Für ihre sechzehn Jahre hatte Amberly eine ruhige, aber energisch durchdringende Art, der man nur schwer widersprechen konnte. Daher hatte ich es gelassen und ihre Worte so angenommen, wie sie waren. Dankbar, freundlich und aufbauend. Dann war Soulin zurückgekommen und wir hatten das Thema gewechselt. Neben den beiden war Luna, meine früher Lehrerin, oft an meinem Bett erschienen und hatte mich mit lustigen Geschichten von den Hexenkindern abgelenkt. Luna lebte dafür, die Kleinsten von uns mit ihrer Windmagie ein Lächeln auf das Gesicht zu zaubern. Wie oft hatte ich versucht fliegende Blüten oder Blätter zu fangen, wenn Luna uns früher in Mums Haus besucht hatte? Das war einer meiner frühesten Kindheitserinnerungen an sie.

Neben meinen Freundinnen hatte sich einmal Jeromei oder sogar Nyle eines Abends zu mir geschlichen. Obwohl ich mich unglaublich gefreut hatte, meinen Bruder unversehrt zu sehen, hatte ich ihn bald wieder weggeschickt, damit ihn niemand bei mir entdeckte. Sicher war sicher. Es gab sowieso schon zu viel Getuschel, wegen meiner Besuche im Jungenwohnheim. Außerdem hatte ich schon das eine oder andere Mal gehört, wie Väter oder Brüder in andere Ausbildungsstätten im Land geschickt worden waren, wenn sich eine Hexe zu eng an einen gebunden hatte. Es störte das hierarchische Gefüge der Hexengesellschafft, - was immer das heißen sollte - in der weibliche Hexen herrschten, weil sie diejenigen mit der Magie waren. Ich wollte nicht von Nyle getrennt werden. Bestimmt nicht.

„Wir sind gleich da", informierte mich in diesem Moment eine Hexe, die mich durch das Weiße Haus Salem führte. „Oberhexe General Lilianna wird nicht warten wollen. Ihre Zeit ist begrenzt."

Damit riss sie mich aus den Erinnerungen und machte mir klar, wie bedeutsam das bevorstehende Treffen war. Nichtsdestotrotz musste ich mir auf die Zunge beißen, um keinen Kommentar abzugeben. Immerhin hatte nicht ich um dieses Treffen gebeten, sondern wurde hierher beordert. Es fühlte sich an, als hätte ich etwas angestellt und wäre zum Direktor nach Washington DC zitiert worden. Gegen dieses Gefühl half auch die schicke, ehrfurchtserregende Umgebung nichts. Golden gerahmte Bilder über die Geschichte des Landes hingen an den cremefarbenen Wänden, Mahagonitische und Stühle mit roten Samtbezug standen in Nischen zusammen und luden zum Verweilen ein. Marmorsäulen säumten einzelne Hallen und ein roter, dicker Läufer schlängelte sich vom Eingang über die Treppen hinauf bis hierher, zur Tür des Büros des Generals, und bedeckte damit einen teuren, weißen Marmorboden. Hier waren wir also, im Herzen der Macht. Mir wurde leicht übel.

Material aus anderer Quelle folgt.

PR #4751, opened 2026-09-07
Remove mayHaveLocalTasks from CoroutineScheduler

qwwdfsad:
This property was a completely redundant 'performance optimization' that saves two uncontended atomic loads on a path full of atomic reads and writes. Its presence also introduces a subtle inconsistency into the liveness guarantee (went unnoticed for six years, unlikely to ever affect a thing).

Meine Begeisterung hielt sich in Grenzen jeden Moment auf unsere Anführerin zu treffen, obwohl ich wusste, dass meine Mum und Oberhexe General Lilianna Obera Stormbreaker früher befreundet gewesen waren. Das dürfte aber nicht der Grund für diese kurzfristige Audienz sein. Oder doch? Wohl eher mein schlechtes Abschneiden bei der Prüfung. Warum sie ausgerechnet mich sehen wollte, war mir jedoch ein Rätsel. Soulin und ich waren nicht die Besten und auch nicht die Schlechtesten gewesen, sondern gutes Mittelfeld. Da ich beim Test verletzt worden war, während Soulin große magische Kräfte unter Beweis gestellt hatte, war in meinem Team Soulin sogar einen Rang über mir. Leider hatte ich in Erfahrung gebracht, dass auch Clerise höherrangiger als wir abgeschlossen hatte, was bedeutete, im Einsatz mussten wir ihren Befehlen gebrochen. Was ich ehrlich gesagt ziemlich zum Kotzen fand. Da ich Soulin unter Einsatz meines Lebens gerettet hatte, war ich zusätzlich zu ihrer Hüterin erklärt worden, was mir ganz gut passte. Eine Hüterin war jemand, der eine magisch hochbegabte Hexe mit ihrem Leben beschützte. Daher genau das, was wir sowieso gegenseitig für den anderen taten. Soulin mit ihrem Zauber und ich mit den anderen Tricks, die ich draufhatte.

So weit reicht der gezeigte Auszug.